ROS kommen zwar überall im Körper vor, schließlich sind sie auch Nebenprodukte von Prozessen wie der Energiegewinnung in den Mitochondrien. Diese Mengen sind allerdings zu klein, um therapeutisch wirksam zu sein. „Wir haben verschiedene Organe im Körper untersucht, etwa Herz, Leber, Lunge und Nieren – insbesondere das Herz mit seiner hohen Stoffwechselaktivität, das mehr ROS produziert – und wir sehen keine Aktivierung der Vorstufe an diesen Orten“, erklärt Grace.
Einsatz bei Multipler Sklerose
Mit der Vorstufe wollen die Forschenden die ernsten Nebenwirkungen von MMF vermeiden, mit denen die Verbindung bei der systemischen Behandlung von schubförmigen Multipler Sklerose aufgefallen ist. Auch da ist MMF nicht der Startwirkstoff, sondern ein Abbauprodukt des Wirkstoffes Diroximelfumarat (Handelsname Vumerity), der als Tablette eingenommen wird. Das entstehende MMF unterbindet dann ebenfalls über den Transkriptionsfaktor NFR2 Entzündungsprozesse und soll auf diese Weise die Häufigkeit der schmerzhaften Entzündungsschübe reduzieren.
„Die systemischen Nebenwirkungen sind allerdings dosis-limitierend. 50 Prozent der Multiple-Sklerose-Patienten hören ganz auf, das Mittel zu nehmen“, sagt Grace. Das Mittel kann also wegen seiner Nebenwirkungen nicht so hoch dosiert werden, wie es zur Symptomlinderung nötig wäre. Zu den häufigsten Beschwerden gehören laut dem Arzneimittelverzeichnis „Gelben Liste“ Hitzegefühl (35 Prozent), Magen-Darm-Beschwerden wie Durchfall (14 Prozent), Übelkeit (12 Prozent), sowie Schmerzen im Oberbauch oder in der Bauchhöhle (beides zehn Prozent). Darüber hinaus kann es in seltenen Fällen die Zahl der Weißen-Blutkörperchen Zahl zu stark absinken lassen und Leberschäden auslösen. Um all das zu vermeiden, „haben wir diesen aufwendigen Ansatz gewählt, um MMF genau dorthin zu bringen, wo es gebraucht wird“, sagt Grace.

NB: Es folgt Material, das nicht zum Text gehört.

PR #3649, opened 2026-05-21
Fix cf-screen footer tab bar layout

bfollington:
Linear: CT-1613

## What changed

This fixes the layout contract between `cf-screen` and `cf-tab-bar` when an
inset tab bar is placed in the screen footer slot.

Standalone tab bars keep their fixed overlay behavior. Footer-slotted tab bars
now participate in layout, so `cf-screen` reserves footer space instead of
letting normal bottom content become inaccessible behind the mobile tab bar.

For inset footer tab bars, the reserved footer height still comes from the
footer-slotted `cf-tab-bar`: the host is in-flow, its container contributes
`--cf-tab-bar-height`, and inset bottom padding contributes the inset/safe-area
clearance.

The visual fade is implemented only in `cf-screen`. When the footer contains an
inset bottom `cf-tab-bar`, `cf-screen` lets its main scroller overlap into the
reserved footer region by `--cf-screen-footer-overlap` (defaulting to the tab
bar height), adds matching bottom padding so content remains reachable, and
masks only the bottom half of that overlapped region by default. This moves the
fade down into the tab-bar/footer area instead of starting at the top of the
reserved footer.

The catalog includes an `Inset footer in cf-screen` example using the real
footer slot contract.

## Validation

- Added browser layout coverage for standalone fixed tab bars.
- Added browser layout coverage for `cf-screen` with
  `cf-tab-bar slot="footer" variant="inset"`.
- Added browser assertions for footer reservation, scroller overlap, and the
  `cf-screen` scroller mask.
- Ran targeted format, type-check, lint, catalog check, and browser regression
  checks.
- Relaunched the local Tool Shed/Shell server and verified the catalog example
  at the CT-1613 local URL.

### DIFF
--- a/packages/patterns/catalog/stories/cf-tab-bar-story.tsx
+++ b/packages/patterns/catalog/stories/cf-tab-bar-story.tsx
@@ -12,6 +12,7 @@ export default pattern<TabBarStoryInput, TabBarStoryOutput>(() => {
   const activeTab1 = new Writable("home");
   const activeTab2 = new Writable("home");
   const activeTab3 = new Writable("home");
+  const activeTab4 = new Writable("home");
 
   const items = (
     <>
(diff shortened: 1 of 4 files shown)


bfollington:
## Code Review — CT-1613: Fix cf-screen footer tab bar layout

### Overview
Establishes a layout contract between `cf-screen` and `cf-tab-bar`: standalone tab bars stay `position: fixed`, but a `slot="footer"` tab bar becomes in-flow so `cf-screen` reserves footer space. For an inset bottom footer bar, `cf-screen` overlaps its scroller into the reserved region and masks a fade at the bottom. Includes a catalog story and browser layout tests.

### Strengths
- The CSS custom-property fallback chains are well-designed — `--cf-screen-footer-overlap` → `--cf-tab-bar-height` → default keeps the overlap synced to the actual bar height without JS.
- `_syncFooterFade` uses `position !== "top"` rather than `=== "bottom"`, so it correctly defaults an unset `position` attribute to the bottom-fade path.
- Good test coverage: standalone-fixed assertion plus a real footer-slot fixture verifying reservation, overlap, and mask.
- The catalog example uses the genuine footer-slot contract rather than a mock.

### Issues / Suggestions

**1. WIP comments will rot.** Both files carry comments like *"Edit these while dialing the footer reservation **before committing final values**."* (`cf-tab-bar.ts:53`, `cf-screen.ts:26`). This either signals the values aren't final (the PR is still a draft) or the comment is stale. Either finalize and drop the "before committing" framing, or keep the PR as draft until tuned. Per project convention (default to no comments), a plain note that these are tunable `@cssprop`-backed defaults would suffice — the JSDoc `@cssprop` lines already document them.

**2. `data-footer-fade` won't react to dynamic `variant`/`position` changes.** `_syncFooterFade` runs only on `firstUpdated` and `slotchange`, and reads `getAttribute("variant")`/`getAttribute("position")`. If a slotted tab bar's `variant` is changed after assignment (or set via property only, before reflection lands), the fade won't update. Fine for the static catalog/test usage, but worth a comment or an `attributeChangedObserver`/`MutationObserver` if dynamic variants are expected.

**3. Removal of `:not([variant="inset"])` from the border rules** (`cf-tab-bar.ts:105,110`) is a behavior-adjacent change not mentioned in the PR description. Inset bars now match `:host([position="bottom"]) .bar { border-top: ... }`, and only avoid a doubled/conflicting border because the later `:host([variant="inset"]) .bar { border: ... }` rule wins on source order at equal specificity. This works today but is fragile to rule reordering. A one-line comment explaining the reliance on cascade order, or keeping the explicit `:not([variant="inset"])`, would be safer.

**4. Pre-existing CSS indentation drift** in `cf-tab-bar.ts` (roughly lines 108–216 cascade-indent further on each rule). Not introduced here, and `deno fmt` doesn't touch CSS-in-template-literals — but since this PR already edits that block, a quick re-indent pass would be a low-cost cleanup.

### Minor
- `firstUpdated()` in `cf-screen.ts` omits `super.firstUpdated()` — consistent with `cf-tab-bar.ts`, and LitElement's base is a no-op, so harmless.
- Browser tests silently `return` when `document` is undefined; consistent with the suite's convention.

### Risk
Low. Standalone tab-bar behavior is preserved (test-covered), and the new layout path is gated on `slot="footer"` + `data-footer-fade`. Main residual risk is the dynamic-attribute staleness in (2).

PR #3653, opened 2026-05-21
feat(shell): add slug piece routes

seefeldb:
## Shell Slugs

This PR adds pretty slug URLs for pieces and CLI support for creating and updating those slug redirects.

A piece can now be opened in the shell at:

```text
/<space>/<slug>
```

For example:

```text
https://cf.dev/personal/project-notes
```

When the shell opens a canonical `fid1:` piece URL for a piece that has slug metadata, it replaces the URL with the slug form. When a slug is repointed, the shell reloads through the existing page loading flow and shows the new target.

## Slug Format

Slugs are intended for pretty URLs, so they are intentionally strict:

- lowercase letters, numbers, and hyphens only
- single hyphens between words
- no leading or trailing hyphen
- no `/` and no `:`
- at most 80 characters

Good examples:

```text
project-notes
weekly-plan-2026
counter-demo
```

Invalid examples:

```text
ProjectNotes
project_notes
project--notes
fid1:abc
notes/today
```

Any token containing `:` is treated as a URI or id, not as a slug.

## Create A Piece With A Slug

Use `cf piece new --slug <slug>` when creating a new piece:

```sh
cf piece new \
  --identity ./my.key \
  --api-url http://localhost:8000 \
  --space personal \
  --slug project-notes \
  ./patterns/project-notes/main.tsx
```

The command still prints the canonical piece id. It also writes slug metadata and creates the slug redirect document, so the piece can be opened at:

```text
http://localhost:8000/personal/project-notes
```

If the slug already exists, `piece new --slug` repoints that slug to the newly-created piece.

## Use Slugs Instead Of Piece IDs

Commands that take `--piece` can use a slug in place of the canonical piece id:

```sh
cf piece get --identity ./my.key --api-url http://localhost:8000 --space personal --piece project-notes value
cf piece inspect --identity ./my.key --api-url http://localhost:8000 --space personal --piece project-notes
cf piece setsrc --identity ./my.key --api-url http://localhost:8000 --space personal --piece project-notes ./patterns/project-notes/main.tsx
```

If the slug does not exist, commands that require an existing piece fail with a slug-specific error instead of silently inventing a target.

## Set Or Repoint A Slug

Use `cf piece set-slug <slug> <source>` to point a slug at an existing piece or cell link:

```sh
cf piece set-slug \
  --identity ./my.key \
  --api-url http://localhost:8000 \
  --space personal \
  project-notes \
  of:fid1:abc123...
```

The source can also be another slug:

```sh
cf piece set-slug --identity ./my.key --api-url http://localhost:8000 --space personal latest-notes project-notes
```

And it can point at a cell path inside a piece:

```sh
cf piece set-slug --identity ./my.key --api-url http://localhost:8000 --space personal published-title project-notes/value/title
```

By default, the slug redirect stores a link to the source you passed. If the source is itself a redirect, that relationship is preserved.

## Resolve Before Linking

Use `--resolve-before-linking` when you want the new slug to point directly at the source's current resolved target instead of pointing at the source token itself:

```sh
cf piece set-slug \
  --identity ./my.key \
  --api-url http://localhost:8000 \
  --space personal \
  stable-notes \
  latest-notes \
  --resolve-before-linking
```

This is useful when `latest-notes` is already a slug and you want `stable-notes` to keep pointing at whatever `latest-notes` resolves to now, even if `latest-notes` is repointed later.

## Link Behavior With Slugs

`cf piece link` resolves source and target piece tokens before creating the link:

```sh
cf piece link --identity ./my.key --api-url http://localhost:8000 --space personal project-notes/value dashboard/notes
```

Source endpoints may fall back to the original token where the command already supports non-existing sources, such as invented ids used with `--allow-non-existing`.

Destination endpoints must resolve. If the destination piece token is a slug and that slug does not exist, the link command fails instead of creating a link to a made-up destination.

## Validation

- `deno test -A packages/cli/test/charm.test.ts`
- `deno test -A packages/piece/test/test.ts`
- `deno test -A packages/piece/test/slug.test.ts`
- `deno test -A packages/runtime-client/backends/runtime-processor.test.ts`
- `deno test -A packages/runner/test/slug.test.ts`
- `deno test -A packages/shell/test`
- `PORT_OFFSET=745 FRONTEND_URL=http://localhost:5918 HEADLESS=1 deno task integration shell piece`
- `CF_CLI_INTEGRATION_USE_LOCAL=1 CF_CLI_INTEGRATION_SECTION=piece-links deno task integration cli`
- `deno task check`

NEW_PERF_BASELINE: step: shell integration = 83s
NEW_PERF_BASELINE: job: Package Integration Tests (shell) = 110s

### DIFF
--- a/packages/cli/commands/piece.ts
+++ b/packages/cli/commands/piece.ts
@@ -239,6 +239,7 @@ export const piece = new Command()
     "--root <path:string>",
     "Root directory for resolving imports. Allows imports from parent directories within this root.",
   )
+  .option("--slug <slug:string>", "Slug URL/address for this piece.")
   .action(async (options, main) => {
     setQuietMode(!!options.quiet);
     const spaceConfig = parseSpaceOptions(options);
@@ -249,11 +250,12 @@ export const piece = new Command()
         mainExport: options.mainExport,
         rootPath: options.root ? absPath(options.root) : undefined,
       },
-      { start: options.start },
+      { start: options.start, slug: options.slug },
     );
     render(pieceId);
+    const browserPieceRef = options.slug ?? pieceId;
     hint(cliText(`NEXT STEPS:
-  → Open in browser: ${spaceConfig.apiUrl}/${spaceConfig.space}/${pieceId}
+  → Open in browser: ${spaceConfig.apiUrl}/${spaceConfig.space}/${browserPieceRef}
   → Update code:     cf piece setsrc --piece ${pieceId} ${main} ...
   → Test a callable: cf piece call --piece ${pieceId} <callableName> ...
   → Inspect state:   cf piece inspect --piece ${pieceId} ...`));
--- a/packages/cli/commands/piece.ts
+++ b/packages/cli/commands/piece.ts
@@ -21,6 +21,7 @@ import {
   setCellValue,
   setHomePattern,
   setPiecePattern,
+  setPieceSlug,
   SpaceConfig,
   stepPiece,
 } from "../lib/piece.ts";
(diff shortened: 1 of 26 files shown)


jkomoros:
Hey Berni — found an asymmetry in this feature while wiring it up for cf-loom-mobile.

**Write side accepts any cell:**

```
cf piece set-slug --resolve-before-linking quick-capture home/capture
```

…succeeds and writes a redirect to a sub-pattern cell inside the parent piece. The shell's `handlePageGetSlug` reads the slug metadata directly, so `/space/quick-capture` navigates fine.

**Read side rejects non-piece targets:**

```
cf piece inspect --piece quick-capture
```

…blows up in `resolvePieceAddress` (`packages/piece/src/slugs.ts:120`) with `SlugResolutionError: not-piece` because `!target.getSourceCell()` — sub-pattern cells aren't process roots, so they don't have one.

This bites the loom mobile case directly because [`cf-loom-mobile`](https://github.com/commontoolsinc/loom/blob/main/.ops/patterns/cf-loom-mobile/cf-loom-mobile.tsx#L130-L154) returns sub-*pattern* results (renderable cells with `[UI]`), not separately-deployed sub-pieces. Your example "assumes the home pattern returns the sub pieces as quick-capture-piece" — I think that assumed a different pattern shape than ours.

**Two ways out as I see them:**

1. Relax `resolvePieceAddress` to allow any cell that has a `[UI]` (or just exists), since the shell already does. Unlocks the loom mobile use case without pattern restructuring.
2. Keep the read side strict but make `cf piece set-slug --resolve-before-linking` refuse non-piece sources so the asymmetry surfaces at write time. Crisper contract but pushes us back toward the launcher-design refactor.

Curious which way you'd prefer.

**Relevant files:**
- `packages/piece/src/slugs.ts:85-135` — `resolvePieceAddress`
- `packages/cli/lib/piece.ts:375-423` — `setPieceSlug`
- `packages/runtime-client/backends/runtime-processor.ts:688-704` — `handlePageGetSlug`

No test today covers slug-points-at-sub-cell — `piece/test/slug.test.ts:74` sets one with a sub-path but never round-trips it through `resolvePieceAddress`.

Context on the loom side: https://github.com/commontoolsinc/loom/pull/1718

Nebenwirkungen des Schmerzmittels
In ihren Mausversuchen fanden die Forschenden keine Hinweise auf unerwünschte Nebenwirkungen. Um etwa zu prüfen, ob die Tiere Hitzegefühle empfanden, maßen die Wissenschaftler die Hauttemperatur an den Ohren und fanden keine Erhöhung. Die Kontrollgruppe dagegen, die MMF systemisch erhalten hatte, zeigte die Nebenwirkung.
Grace zufolge ist die Bekämpfung der ROS nicht nur für die Schmerzbekämpfung nützlich. Der von ihnen ausgelöste oxidative Stress verursacht auch noch andere Gesundheitsprobleme wie zum Beispiel rheumatoide Arthritis, Amyotrophe Lateralsklerose (ALS) und die Alzheimer-Krankheit. Inzwischen haben einige der Wissenschaftler ein Startup namens „Immunologic“ ausgegründet, das derzeit Mittel für den Abschluss der präklinischen Phase und die Entwicklung der MMF-Vorstufe für klinische Versuche am Menschen einwirbt.